It seems to me to be clear that the Authority is a public body
exercising public functions and without further argument I would not myself go
so far as to say at this stage that all claims under the Competition Law were
necessarily private law claims. However, I agree with the Master that all
claims brought by an aggrieved person other than the Authority pursuant to
Article 51 of the Competition Law do fall to be treated as private law claims. The fact that such claims are under the
relevant Rules of Court brought by order of justice shows that no leave from
the Court is required to bring them, which takes the action out of the
territory of judicial review and into the territory of a private law claim.
8.
In its
order of justice, the Appellant seeks a number of declarations. Some of them relate to actions by the
Respondent which have particular reference to the Appellant. One of them however is a declaration that
Articles 31, 32, 33 and 34 of the Scheme are incompatible with the Competition
Law. In my judgment, the
application for that declaration falls outside Article 51 of the Competition
Law. The aggrieved person under
Article 51(5) is only entitled, as part of a private law action, for a
declaration that there has been a breach of Article 8(1), 16(1), or 20(1), or a
direction.
9.
It is
important to reach a decision on this point because the Master's judgment
does not in my view address the main reason as to why the prayer for a
declaration that the various articles in the Scheme are incompatible with the
Competition Law should have been struck out. In my judgment, it would be right to
strike that prayer out, whether the remaining provisions in the order of
justice stand or not. That
particular declaration would be a public law declaration, and it is not the
type of declaration which is envisaged by Article 51 and should not therefore
have been combined with an action brought pursuant to Article 51. Even if that is wrong, however, I share
the Master's view that this particular declaration is so subordinate to
the other claims for relief that it does not in reality stand as a separate
head of claim. I am reinforced in
that conclusion by the fact that, as Advocate Robertson contended, the claim
that Articles 31, 32, 33 and 34 of the Scheme are incompatible with the
Competition Law arises in the context of the claims in the order of justice for
damages under the three particular heads of claim. Accordingly, I do not find on a proper
construction that the order of justice maintains the claim for a declaration
that these articles are incompatible with the Competition Law as a separate
matter. For these two reasons, the
claim for a declaration that the Scheme is incompatible with the Competition
Law cannot stand in these private law proceedings.
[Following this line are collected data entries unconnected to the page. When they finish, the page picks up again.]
PR #315, opened 2024-01-18
change path lisubcmd.a in older fips kernel

ramonskie:
since kernel 6.5 the objtool/libsubcmd.a has been moved to objtool/libsubcmd/libsubcmd.a
fips still uses the 5.9 kernel, so we need to rewrite the static_libraries_list file to the old path


beyhan:
Old pr: https://github.com/cloudfoundry/bosh-linux-stemcell-builder/pull/314

rkoster (approved):

bgandon (approved):

PR #317, opened 2024-01-29
Build Time can be passed via ENV variable or stored in root to limit snapshot apt repo packages

jpalermo:
See https://github.com/cloudfoundry/bosh-stemcells-ci/pull/22

Add build_time which can be passed in via env variable, or build_time.txt in the root of the repo.

Use that timestamp for the snapshot apt repo configuration.


ramonskie (approved):
it works perfectly :)

rkoster (approved):

PR #319, opened 2024-02-16
Add usg to jammy-fips builds

rthill91:
while not strictly required for fips, there is high overlap between users of fips images and various hardening profiles provided by usg

### DIFF
--- a/bosh-stemcell/spec/assets/dpkg-list-ubuntu-jammy-fips.txt
+++ b/bosh-stemcell/spec/assets/dpkg-list-ubuntu-jammy-fips.txt
@@ -1,7 +1,9 @@
+bsdmainutils
 fips-initramfs
 kcapi-tools
 libgcrypt20-hmac:amd64
 libkcapi1:amd64
+libopenscap8
 linux-fips
 linux-fips-headers-5.15
 linux-headers-5.15-fips
@@ -11,4 +13,7 @@ linux-image-fips
 linux-image-hmac-5.15-fips
 linux-modules-5.15-fips
 linux-modules-extra-5.15-fips
+ncal
 openssl-fips-module-3:amd64
+usg
+usg-benchmarks-1
--- a/stemcell_builder/lib/prelude_fips.bash
+++ b/stemcell_builder/lib/prelude_fips.bash
@@ -40,6 +40,10 @@ function ua_enable_fips() {
     run_in_chroot_without_apt ${chroot} "ua enable --assume-yes fips-preview"
 }
 
+function ua_enable_usg() {
+    run_in_chroot_without_apt ${chroot} "ua enable --assume-yes usg"
+}
+
 function run_in_chroot_without_apt() {
     local chroot=${1}
     local script=${2}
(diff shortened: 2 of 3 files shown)


rkoster:
@rthill91 could you provide a bit more context on the `usg bsdmainutils libopenscap8 ncal usg usg-benchmarks-1` packages? Will these packages cause breaking changes? I'm asking because cf-deployment validation against the fips-jammy stemcell has passed all, smoke and acceptance tests (as shared in yesterday's TOC meeting). If introducing these packages could make those tests fail again, we would at least need to discuss with the deployments working group how they would like to handle this.

rthill91:
> @rthill91 could you provide a bit more context on the `usg bsdmainutils libopenscap8 ncal usg usg-benchmarks-1` packages? Will these packages cause breaking changes? I'm asking because cf-deployment validation against the fips-jammy stemcell has passed all, smoke and acceptance tests (as shared in yesterday's TOC meeting). If introducing these packages could make those tests fail again, we would at least need to discuss with the deployments working group how they would like to handle this.

I would not expect any breaking changes from these dependencies.

- `USG` (The Ubuntu Security Guide) is the only new top-level dependency added here and serves as a way to check, apply, and validate various hardening profiles.
- `usg-benchmarks-1` contains the supported SCAP standards that usg can validate against and attempt to apply out of the box (user action required, nothing automated upon installation)
- `libopenscap8` provides libraries enabling integration with SCAP standards
- `bsdmainutils` provides a column command used by usg for list presentation
- `ncal`, dependency of bsdmainutils

jpalermo:
Are these tools that belong on the stemcell? Or are they things that should be used during the stemcell build process to test/validate the stemcells?

The goal of the stemcell is to keep them as lean as possible so we ideally only want packages on there that are needed.

rthill91:
> Are these tools that belong on the stemcell? Or are they things that should be used during the stemcell build process to test/validate the stemcells?
> 
> The goal of the stemcell is to keep them as lean as possible so we ideally only want packages on there that are needed.

There was discussion of providing additional stemcell hardening support (specifically at the time CIS Level 2). Adding this to the build process was considered, but as any changes made after hardening negate it, the cost/benefit just didn't add up. As a partial measure we want to add `usg` to the stemcell so users of the fips stemcell are able to readily run their audits and apply their own relevant tailoring profiles after launch.

aramprice:
Could the same outcome be achieved by installing these tools via a bosh release?

jpalermo:
Yeah, building on @aramprice's point, if this were added to the stemcell, it still can't really be used by end users without some other bosh-release being co-located to actually use the tools.

So if you're going to have to build a bosh-release to use the tools, wouldn't it be cleaner just to have the tools added as part of that bosh release?

rthill91:
> Yeah, building on @aramprice's point, if this were added to the stemcell, it still can't really be used by end users without some other bosh-release being co-located to actually use the tools.
> 
> So if you're going to have to build a bosh-release to use the tools, wouldn't it be cleaner just to have the tools added as part of that bosh release?

by "some other bosh-release" are you referring to the tailoring file that would be used by usg? Assuming so, the tailoring file would be unique to each user/deployment and usg is just the common tool among them. Other concerns/thoughts are
- I'm not sure that we'd be owning/crafting those tailoring files (so not currently able to commit to that effort)
- That release would be an additional place to handle ubuntu pro key management and distribution

rkoster:
What I have seen used before for cases like this is people using the generic [pre-start job from the os-conf release](https://github.com/cloudfoundry/os-conf-release/tree/master/jobs/pre-start-script) installed via a bosh runtime-config to perform these types of operations.

beyhan:
@rthill91 ping ^

rthill91:
Thanks for the feedback and possible alternatives. It seems like having interested partners bake usg into their existing hardening releases is likely the way to go. If anything changes in the future I'd be happy to re-propose this (or a similar) change.

Thanks again for the guidance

This is an important conclusion because
if I had considered the position to be other than as described, there might
have been something to be said for the proposition that once that particular
claim stood, the other claims might be run in parallel with it. Once that claim goes, however, I take the
view that all of the other claims are prescribed and I will go on to my reasons
for that conclusion. I note that
had this been a judicial review application on the compatibility of the Scheme
with the Competition Law, it has been brought far too late as far as the
Appellant is concerned.
10. I also note that the Master distinguished
between the claim under the second head and the claims under the first and
third head. In this context both
Advocate Hoy and Advocate Robertson agreed when this question was put to them
that there was no real distinction in principle to be drawn between the three
heads of claim and that they would all stand or fall together.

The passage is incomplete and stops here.